= Beginning of Section =
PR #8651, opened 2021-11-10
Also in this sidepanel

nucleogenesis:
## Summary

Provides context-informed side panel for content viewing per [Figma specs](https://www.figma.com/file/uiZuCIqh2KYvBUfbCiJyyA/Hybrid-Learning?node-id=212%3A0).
= End of Section =
= Beginning of Section =
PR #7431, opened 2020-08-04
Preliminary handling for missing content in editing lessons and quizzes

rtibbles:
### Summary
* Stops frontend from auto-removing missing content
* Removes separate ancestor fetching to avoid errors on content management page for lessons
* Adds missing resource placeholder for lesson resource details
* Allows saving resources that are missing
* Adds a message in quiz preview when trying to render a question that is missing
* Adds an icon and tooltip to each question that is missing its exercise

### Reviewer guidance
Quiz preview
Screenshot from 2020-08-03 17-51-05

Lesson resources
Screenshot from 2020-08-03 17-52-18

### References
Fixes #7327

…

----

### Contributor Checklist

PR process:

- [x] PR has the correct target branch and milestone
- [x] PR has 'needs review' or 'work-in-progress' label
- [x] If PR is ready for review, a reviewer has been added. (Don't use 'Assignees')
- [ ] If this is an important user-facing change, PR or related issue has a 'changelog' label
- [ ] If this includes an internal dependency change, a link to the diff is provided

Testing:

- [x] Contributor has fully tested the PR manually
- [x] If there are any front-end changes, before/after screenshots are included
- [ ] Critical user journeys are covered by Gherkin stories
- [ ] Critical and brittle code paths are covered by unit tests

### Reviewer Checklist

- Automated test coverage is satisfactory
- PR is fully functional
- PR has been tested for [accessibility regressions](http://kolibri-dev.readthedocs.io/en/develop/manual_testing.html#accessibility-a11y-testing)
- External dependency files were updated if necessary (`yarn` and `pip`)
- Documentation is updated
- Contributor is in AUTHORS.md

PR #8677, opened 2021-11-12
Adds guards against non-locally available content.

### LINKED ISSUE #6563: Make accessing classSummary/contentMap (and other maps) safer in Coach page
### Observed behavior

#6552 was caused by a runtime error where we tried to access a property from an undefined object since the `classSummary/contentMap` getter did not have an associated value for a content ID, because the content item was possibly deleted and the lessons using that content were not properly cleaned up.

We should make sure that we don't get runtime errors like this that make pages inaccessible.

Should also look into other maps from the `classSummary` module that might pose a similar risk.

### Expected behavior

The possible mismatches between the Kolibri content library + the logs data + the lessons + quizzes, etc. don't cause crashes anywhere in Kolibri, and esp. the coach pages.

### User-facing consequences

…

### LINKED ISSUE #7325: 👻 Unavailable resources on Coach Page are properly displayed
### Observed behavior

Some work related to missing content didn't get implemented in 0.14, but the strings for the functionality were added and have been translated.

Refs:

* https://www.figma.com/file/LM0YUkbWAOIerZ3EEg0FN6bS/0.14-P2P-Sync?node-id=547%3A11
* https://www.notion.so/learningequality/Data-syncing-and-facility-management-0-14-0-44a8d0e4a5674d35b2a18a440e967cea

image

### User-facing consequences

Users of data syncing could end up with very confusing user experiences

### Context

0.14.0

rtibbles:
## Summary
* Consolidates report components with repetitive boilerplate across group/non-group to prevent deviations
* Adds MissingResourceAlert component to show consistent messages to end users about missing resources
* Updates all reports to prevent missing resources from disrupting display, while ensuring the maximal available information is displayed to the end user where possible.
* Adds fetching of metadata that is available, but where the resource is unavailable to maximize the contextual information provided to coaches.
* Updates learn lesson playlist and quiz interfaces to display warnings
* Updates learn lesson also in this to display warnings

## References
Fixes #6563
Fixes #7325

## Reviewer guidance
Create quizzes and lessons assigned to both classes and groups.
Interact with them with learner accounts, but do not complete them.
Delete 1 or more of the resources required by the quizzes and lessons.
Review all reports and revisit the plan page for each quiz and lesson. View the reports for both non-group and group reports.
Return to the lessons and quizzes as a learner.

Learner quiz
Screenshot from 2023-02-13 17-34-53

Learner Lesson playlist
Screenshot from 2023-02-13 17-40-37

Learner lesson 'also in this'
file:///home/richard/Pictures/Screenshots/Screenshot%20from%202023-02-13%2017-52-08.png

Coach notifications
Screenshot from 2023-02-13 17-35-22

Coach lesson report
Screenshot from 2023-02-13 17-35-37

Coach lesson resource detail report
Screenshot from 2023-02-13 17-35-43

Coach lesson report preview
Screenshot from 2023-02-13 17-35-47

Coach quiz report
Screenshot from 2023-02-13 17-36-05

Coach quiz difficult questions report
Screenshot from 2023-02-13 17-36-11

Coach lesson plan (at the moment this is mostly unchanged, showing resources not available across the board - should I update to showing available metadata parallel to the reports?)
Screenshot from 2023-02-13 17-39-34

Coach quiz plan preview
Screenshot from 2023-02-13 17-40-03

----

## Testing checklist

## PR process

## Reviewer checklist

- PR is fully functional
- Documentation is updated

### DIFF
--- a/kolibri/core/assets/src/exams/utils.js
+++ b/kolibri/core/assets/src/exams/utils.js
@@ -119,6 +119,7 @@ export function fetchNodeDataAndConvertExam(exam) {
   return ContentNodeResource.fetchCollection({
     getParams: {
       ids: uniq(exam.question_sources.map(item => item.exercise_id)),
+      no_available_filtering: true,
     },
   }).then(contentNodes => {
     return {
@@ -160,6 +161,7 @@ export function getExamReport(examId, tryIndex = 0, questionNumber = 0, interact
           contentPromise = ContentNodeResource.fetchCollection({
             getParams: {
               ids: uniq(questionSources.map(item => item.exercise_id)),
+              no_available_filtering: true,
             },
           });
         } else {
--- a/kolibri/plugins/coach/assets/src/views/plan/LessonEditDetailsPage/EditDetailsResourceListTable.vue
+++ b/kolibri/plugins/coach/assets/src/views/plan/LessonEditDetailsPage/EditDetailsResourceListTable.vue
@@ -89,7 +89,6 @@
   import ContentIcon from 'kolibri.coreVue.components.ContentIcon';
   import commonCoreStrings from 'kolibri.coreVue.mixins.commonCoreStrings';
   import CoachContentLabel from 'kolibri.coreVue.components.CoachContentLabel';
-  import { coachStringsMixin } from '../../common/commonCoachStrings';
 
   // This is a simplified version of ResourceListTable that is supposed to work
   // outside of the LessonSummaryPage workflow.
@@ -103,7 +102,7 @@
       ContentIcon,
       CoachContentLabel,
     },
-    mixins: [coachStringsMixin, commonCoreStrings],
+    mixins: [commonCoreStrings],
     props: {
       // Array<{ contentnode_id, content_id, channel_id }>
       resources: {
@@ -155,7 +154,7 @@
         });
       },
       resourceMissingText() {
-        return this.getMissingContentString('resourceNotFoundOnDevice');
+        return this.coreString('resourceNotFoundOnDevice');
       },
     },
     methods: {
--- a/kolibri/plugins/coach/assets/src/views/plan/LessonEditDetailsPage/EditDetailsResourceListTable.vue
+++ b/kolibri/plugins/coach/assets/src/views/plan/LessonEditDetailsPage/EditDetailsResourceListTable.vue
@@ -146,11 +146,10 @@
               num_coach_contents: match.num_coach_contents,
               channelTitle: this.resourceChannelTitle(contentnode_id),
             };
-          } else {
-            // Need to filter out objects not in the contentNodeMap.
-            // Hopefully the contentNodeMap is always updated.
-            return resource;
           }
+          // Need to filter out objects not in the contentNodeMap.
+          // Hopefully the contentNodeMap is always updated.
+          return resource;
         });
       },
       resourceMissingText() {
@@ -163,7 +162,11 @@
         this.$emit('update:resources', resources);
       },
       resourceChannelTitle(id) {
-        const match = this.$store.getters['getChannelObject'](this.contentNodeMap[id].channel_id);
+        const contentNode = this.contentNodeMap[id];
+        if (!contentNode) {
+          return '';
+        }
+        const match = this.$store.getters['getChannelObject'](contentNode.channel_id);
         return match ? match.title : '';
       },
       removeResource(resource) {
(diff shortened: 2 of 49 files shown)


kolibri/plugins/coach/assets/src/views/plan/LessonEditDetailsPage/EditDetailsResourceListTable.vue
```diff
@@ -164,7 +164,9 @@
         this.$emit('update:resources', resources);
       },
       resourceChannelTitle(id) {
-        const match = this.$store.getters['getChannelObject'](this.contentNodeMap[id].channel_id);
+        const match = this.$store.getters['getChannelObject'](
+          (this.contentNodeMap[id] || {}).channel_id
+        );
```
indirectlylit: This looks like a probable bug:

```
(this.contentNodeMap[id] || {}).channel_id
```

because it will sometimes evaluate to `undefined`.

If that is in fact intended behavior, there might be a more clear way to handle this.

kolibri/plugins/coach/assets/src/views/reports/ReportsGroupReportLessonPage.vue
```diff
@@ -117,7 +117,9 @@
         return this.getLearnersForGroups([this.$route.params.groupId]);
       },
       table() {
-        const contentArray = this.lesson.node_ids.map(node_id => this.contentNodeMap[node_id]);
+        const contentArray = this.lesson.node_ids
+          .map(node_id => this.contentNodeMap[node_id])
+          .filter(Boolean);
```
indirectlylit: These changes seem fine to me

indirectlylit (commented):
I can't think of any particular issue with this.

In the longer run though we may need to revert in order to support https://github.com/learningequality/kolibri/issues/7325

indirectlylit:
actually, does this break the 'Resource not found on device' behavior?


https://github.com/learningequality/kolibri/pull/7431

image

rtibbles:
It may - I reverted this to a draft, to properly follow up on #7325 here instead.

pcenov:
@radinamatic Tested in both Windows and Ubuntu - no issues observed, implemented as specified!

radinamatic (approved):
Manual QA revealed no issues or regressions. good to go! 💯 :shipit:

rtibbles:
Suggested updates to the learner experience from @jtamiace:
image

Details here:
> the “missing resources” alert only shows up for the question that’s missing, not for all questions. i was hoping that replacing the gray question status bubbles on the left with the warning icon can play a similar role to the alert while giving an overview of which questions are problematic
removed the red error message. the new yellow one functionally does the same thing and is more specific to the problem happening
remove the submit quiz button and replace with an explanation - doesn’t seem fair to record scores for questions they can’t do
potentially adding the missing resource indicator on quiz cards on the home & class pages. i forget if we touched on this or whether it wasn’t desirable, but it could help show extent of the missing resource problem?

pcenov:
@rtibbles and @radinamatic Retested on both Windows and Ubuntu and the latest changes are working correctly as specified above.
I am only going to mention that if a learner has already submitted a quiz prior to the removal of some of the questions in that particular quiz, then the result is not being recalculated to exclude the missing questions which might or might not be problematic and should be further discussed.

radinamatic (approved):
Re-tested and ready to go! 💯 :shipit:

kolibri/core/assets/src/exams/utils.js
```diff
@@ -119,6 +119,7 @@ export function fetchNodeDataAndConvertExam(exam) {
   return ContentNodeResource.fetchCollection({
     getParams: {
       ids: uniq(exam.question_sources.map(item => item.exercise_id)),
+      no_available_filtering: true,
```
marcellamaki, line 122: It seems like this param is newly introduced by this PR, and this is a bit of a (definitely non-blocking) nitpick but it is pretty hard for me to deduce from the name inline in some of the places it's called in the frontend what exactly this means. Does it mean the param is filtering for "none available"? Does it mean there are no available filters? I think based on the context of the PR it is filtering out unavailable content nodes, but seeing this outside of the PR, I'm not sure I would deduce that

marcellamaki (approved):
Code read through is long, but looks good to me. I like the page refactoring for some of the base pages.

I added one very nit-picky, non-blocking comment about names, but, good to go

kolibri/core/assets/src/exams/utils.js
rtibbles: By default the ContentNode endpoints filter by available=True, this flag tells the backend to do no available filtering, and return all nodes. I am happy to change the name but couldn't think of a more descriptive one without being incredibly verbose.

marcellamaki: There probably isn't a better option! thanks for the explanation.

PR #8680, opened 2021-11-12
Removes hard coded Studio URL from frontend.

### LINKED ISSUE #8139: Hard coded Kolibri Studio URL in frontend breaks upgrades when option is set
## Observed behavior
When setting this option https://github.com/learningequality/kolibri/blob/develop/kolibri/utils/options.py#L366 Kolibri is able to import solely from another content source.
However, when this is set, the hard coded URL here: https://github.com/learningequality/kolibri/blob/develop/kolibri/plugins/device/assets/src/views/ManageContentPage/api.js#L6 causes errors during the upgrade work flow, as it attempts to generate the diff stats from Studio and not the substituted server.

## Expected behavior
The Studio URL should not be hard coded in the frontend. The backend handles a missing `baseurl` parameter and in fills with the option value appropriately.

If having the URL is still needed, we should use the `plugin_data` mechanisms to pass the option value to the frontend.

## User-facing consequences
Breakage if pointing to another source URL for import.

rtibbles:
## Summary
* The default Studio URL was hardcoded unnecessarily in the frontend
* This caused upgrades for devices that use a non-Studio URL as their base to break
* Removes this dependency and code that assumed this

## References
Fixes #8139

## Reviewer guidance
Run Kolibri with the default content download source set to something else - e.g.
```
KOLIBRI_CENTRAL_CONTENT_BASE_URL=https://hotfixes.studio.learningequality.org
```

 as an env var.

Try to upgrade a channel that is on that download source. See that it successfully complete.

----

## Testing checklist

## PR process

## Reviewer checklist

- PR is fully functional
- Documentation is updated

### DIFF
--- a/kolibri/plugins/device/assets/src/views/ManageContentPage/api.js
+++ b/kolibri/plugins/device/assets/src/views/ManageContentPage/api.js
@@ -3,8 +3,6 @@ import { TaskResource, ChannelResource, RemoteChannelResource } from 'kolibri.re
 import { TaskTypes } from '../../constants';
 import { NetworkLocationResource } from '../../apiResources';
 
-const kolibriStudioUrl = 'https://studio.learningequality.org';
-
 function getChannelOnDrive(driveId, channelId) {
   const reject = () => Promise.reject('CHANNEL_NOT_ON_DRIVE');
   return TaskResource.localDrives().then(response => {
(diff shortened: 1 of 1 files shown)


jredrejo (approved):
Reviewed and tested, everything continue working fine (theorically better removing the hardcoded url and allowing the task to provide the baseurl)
= End of Section =
→ **What you have to do**: Among the records above, a stretch begins at the line containing "PR #8651, opened 2021-11-10" and ends at the line containing "Provides context-informed side". Restate that stretch word for word, and nothing else.

→ **Reply**:
PR #8651, opened 2021-11-10
Also in this sidepanel

nucleogenesis:
## Summary

Provides context-informed side panel for content viewing per [Figma specs](https://www.figma.com/file/uiZuCIqh2KYvBUfbCiJyyA/Hybrid-Learning?node-id=212%3A0).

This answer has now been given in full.